Yankees: Randy Arozarena passing Derek Jeter’s playoff record is stupid

CHICAGO- CIRCA 1996: Derek Jeter #2 of the New York Yankees signs autographs before an MLB game at Comiskey Park in Chicago, Illinois. Jeter played for 20 years, all with the New York Yankees and was a 14-time All-Star and was nominated to the Baseball Hall of Fame in 2020. (Photo by SPX/Ron Vesely Photography via Getty Images)
CHICAGO- CIRCA 1996: Derek Jeter #2 of the New York Yankees signs autographs before an MLB game at Comiskey Park in Chicago, Illinois. Jeter played for 20 years, all with the New York Yankees and was a 14-time All-Star and was nominated to the Baseball Hall of Fame in 2020. (Photo by SPX/Ron Vesely Photography via Getty Images)

Yankees legend Derek Jeter deserves to keep the playoff record for most hits by a rookie. At least give Randy Arozarena a monster asterisk.

After Yankees star Roger Maris was forced to live with an asterisk for the majority of his record-setting life after passing Babe Ruth in an 162-game season, Randy Arozarena and every playoff record-holder for the rest of the game’s history must be subjected to the same fate.

Sorry, but those are the rules.

There’s no way to properly balance cumulative playoff records for hits, runs, homers, wins or any counting stat. After all, if a player is so powerful that he blitzes the opposition and leads his team to sweep after sweep after sweep, he’ll have much less of a chance to pile up hits than an opponent who repeatedly squeaks by.

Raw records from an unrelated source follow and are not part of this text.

PR #682, opened 2024-08-09
fix(updater): normalize the agent status and name [EE-7388]

oscarzhou-portainer:
Ref: BE-10984

closes [EE-7388]

[EE-7388]: https://portainer.atlassian.net/browse/EE-7388?

### DIFF
--- a/internals/updates/docker.go
+++ b/internals/updates/docker.go
@@ -4,17 +4,27 @@ import (
 	"context"
 	"errors"
 	"fmt"
+	"strconv"
+	"strings"
 
+	"github.com/docker/docker/api/types"
 	"github.com/docker/docker/api/types/container"
 	"github.com/docker/docker/api/types/filters"
+	"github.com/docker/docker/client"
 	"github.com/portainer/agent/docker"
+	"github.com/rs/zerolog/log"
 )
 
 type DockerUpdaterCleaner struct {
 	updateID int
 }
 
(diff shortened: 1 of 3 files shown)


internals/updates/docker.go
```diff
@@ -52,17 +62,120 @@ func (du *DockerUpdaterCleaner) Clean(ctx context.Context) error {
...
 }
+
+func updateAgentInfoIfNeeds(ctx context.Context, updateID int) error {
+	cli, err := docker.NewClient()
+	if err != nil {
+		return err
+	}
+	defer cli.Close()
+
+	possibleImagePrefixes := []string{"portainer/agent", "portainerci/agent"}
```
xAt0mZ: You cannot use a predefined list here. Portainer server has a `EDGE_UPDATE_AGENT_IMAGE_PREFIX ` and `EDGE_UPDATE_AGENT_IMAGE_VERSION` env vars that can be used to deploy any image name

oscarzhou-portainer: > You cannot use a predefined list here. Portainer server has a `EDGE_UPDATE_AGENT_IMAGE_PREFIX ` and `EDGE_UPDATE_AGENT_IMAGE_VERSION` env vars that can be used to deploy any image name

good catch. we can use other info to locate the agent, such as labels.

xAt0mZ (approved):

Of course, there’s also the macro view. Rob Manfred added an extra round to the 2020 postseason to allow for easy expansion, and he’s probably going to keep it.

So even if there was already a problem with 1996 Derek Jeter accumulating a postseason rookie hits record, seeing as he participated in an ALDS, ALCS and World Series, which many of his predecessors did not, Arozarena passing Jeter’s mark early on in the World Series is even less legitimate.

Yeah, congratulations to Randy, we guess, for passing Jeter’s mark with two more games played already under his belt? By the time this World Series wraps, there’s a good chance that Arozarena obliterates Jeter’s total.

There’s also a feasible chance that some rookie comes along after Manfred expands the playoffs to all 30 teams and blows both men out of the record books. So let’s make the buck stop here? Jeter has the record for the three-round postseason, Arozarena holds the mark for the bizarre 60-game campaign and endless playoff bubble. Deal’s a deal.

Jeter, for his part, doesn’t seem to care. He’s built an impressive roster of “bottom feeders” in Miami that went on an unexpected playoff run in 2020, and he’s started the offseason by poaching more Yankees coaches from their vaunted player development squad.

So, just so we’re clear, the baseball world is going to call Arozarena the once and future king. He’s not, and it’s pointless to weigh different postseason eras against each other.

Jeter’s still the best of the best for his comparative era. Not bad.